Any help will be greatly appreciated

Thanks 

Uly


----------



## PCfier (May 16, 2007)

I got this exact same error. It is caused by incomplete de-install of an older version of what ever CA package you are trying to install again. I just spent the last four hours on it and finally got it fixed. 

Things to check.

--References to etrust and computer associates need to be removed from the registry. 

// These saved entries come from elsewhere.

PR #1630, opened 2025-12-04
[TM] Re-Adds Crimson Curse V2, Deluxe No Diablerie edition

twosecondstostop:
- This re-adds the Crimson Curse virtue, updated to use the new Vampire antag.
- The Crimson Curse makes you a thin-blood, but you can still choose your clan and their unique subset of powers.
- Crimson Curse vampires can not use Diablerie or be Diablerized, and can never be Clan Leaders.
- New CC is stronger or weaker then old Crimson Curse in some instances. It's been role-restricted from Bandit & Wretch due to being impossible to balance with the combination of strong classes + varying clan disciplines. I also restricted it from most Garrison Roles but this might not be necessary (Exceptions are Squire and Dungeoneer, which should be harmless(?))
- Unlike the previous edition, this tracks Crimson Curse using a trait which I should've done in the first place, and the check for Clan Leader works. 

Did not have any bugs in my testing, Vampires can still Diablerize other vampires fine but can't Diablerize or be Diablerized by Crimson Curse vampires. Crimson Curse Vampires also could not become Clan Leader, but regular vampires joining a clan still became Clan Leader.

Definitely needs to be test merged first for bugs + balancing issues

### DIFF
--- a/code/modules/jobs/job_types/roguetown/garrison/dungeoneer.dm
+++ b/code/modules/jobs/job_types/roguetown/garrison/dungeoneer.dm
@@ -29,6 +29,10 @@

I usually remove the directory that's involved, (in this case CA), and then run a registry cleaner to automatically remove all the registry pointers to its deleted file. Saves a lot of work. You may also have to remove the CA directory in the Application Data folder of the "all users" directory in the list of users under c:\documents and Settings. Any old versions of Pest Patrol (before CA purchased it) must be removed. There is a section in the registry involving "installs." The MSI "uninstall" pointers to etrust Computer Associates components must be removed. Also, auto runs must be cleared of pointers that might start CA components like Pest Patrol real time. These can be found in the run folder under HKEY_LOCAL_MACHINE and HKEY_CURRENT_USERS /software/Microsoft/Windows/CurrentVersion,

--Related services (settings, control panel, Administrative Tools Services) also need to be removed including CA Pest Patrol Realtime Protection Services, HIPS services (fire wall), shut down the CaCCProvSP and remove it from services start up. 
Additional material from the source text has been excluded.